Next, review the src/nbody_subsystem.h graph. This graph creates four N-Body kernels, a packet splitter kernel, and a packet merger kernel. Review the packet switching feature tutorial to learn more about the packet switching feature in the AI Engine: 04-packet-switching.
The nbody_subsystem graph has two inputs: input_i and input_j. The input_i port is a packet stream that connects to the packet splitter. The packet splitter redirects packets of data to the w_input_i port of each nbody() kernel. Each input_i packet contains a packet header, 224 32-bit data values, and TLAST asserted with the m31 data value. The input_j port is a data stream that broadcasts to all the nbody() kernels (that is, all nbody() kernels receive the same input_j data).
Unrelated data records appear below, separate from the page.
PR #616, opened 2025-05-13
git-extra(vimrc): adjust $PATH to remove Git's libexec

benknoble:
As described on the Git mailing list [1] and elsewhere [2], Git adjusts
PATH before invoking programs, and those adjustments are inherited by
editors if they are invoked as subprocesses. In most cases this is
harmless, but it can create confusion when spawning subprocesses from
the editor (as is common in Vim) and when the user's shell looks at PATH
or the location of a "git" binary.

Include portable code to strip these entries from PATH on startup.

[1]: https://public-inbox.org/git/CALnO6CDtGRRav8zK2GKi1oHTZWrHFTxZNmnOWu64-ab+oY3_Lw@mail.gmail.com/
[2]: https://benknoble.github.io/blog/2020/05/22/libexec-git-core-on-path/

Signed-off-by: D. Ben Knoble <ben.knoble+github@gmail.com>

---

This code comes from my own Dotfiles [3] via 2 authors, myself and
https://github.com/Konfekt, on their recommendation [4].

The only major user-facing change would be that `:!git-commit` and
similar probably no longer work, since libexec-style dir containing
those binaries wouldn't be on PATH anymore. But Git doesn't support that
usage officially, anyway?

I took the liberty of swapping `const` for `let` in this version to make
it a little more portable between versions of Vim; I'm not sure which
version Git for Windows ships, so if I need to convert the lambda
expressions into "v:val" strings, I'll do so.

[3]: https://github.com/benknoble/Dotfiles
[4]: https://github.com/benknoble/Dotfiles/issues/143#issuecomment-2869525481

### DIFF
--- a/git-extra/PKGBUILD
+++ b/git-extra/PKGBUILD
@@ -5,7 +5,7 @@ pkgbase="mingw-w64-${_realname}"
 pkgname=($_realname
         "${MINGW_PACKAGE_PREFIX}-${_realname}")
 _ver_base=1.1
-pkgver=1.1.653.48e2403b3
+pkgver=1.1.654.aca5df34e
 pkgrel=1
 pkgdesc="Git for Windows extra files"
 arch=('any')
@@ -62,7 +62,7 @@ source=('inputrc'
         'git-askpass.h'
         'git-askpass.rc')
 sha256sums=('8ed76d1cb069ac8568f21c431f5e23caebea502d932ab4cdff71396f4f0d5b72'
-            'e36a3b93b8a33b0a74619f2449ed6d56ed54e4e2938b97070bce4926f1f44054'
+            '7736786309a58112b7ac60627b3df049eb5eac3e0627c364939277477aaa03f1'
             '640d04d2a2da709419188a986d5e5550ad30df23c7ea9be1a389c37a6b917994'
             '17c90698d4dd52dd9f383e72aee54ecea0f62520baf56722de5c83285507c0d9'
             '3cd83627f1d20e1108533419fcf33c657cbcf777c3dc39fa7f13748b7d63858a'
--- a/git-extra/vimrc
+++ b/git-extra/vimrc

The nbody() kernels perform their computations and generate the new w_output_i data which merges into a single stream of packets, resulting in the output of the nbody_subsystem graph output_i.
Name |
Number of 32-bit Data Values |
Window Size (bytes) |
|---|---|---|
input_i |
224 * 4 = 896 |
896 * 4 = 3584 bytes |
input_j |
128 |
128 * 4 = 512 bytes |
output_i |
224 * 4 = 896 |
896 * 4 = 3584 bytes |
A single instance of the nbody_subsystem graph can simulate 128 particles using four AI Engine tiles.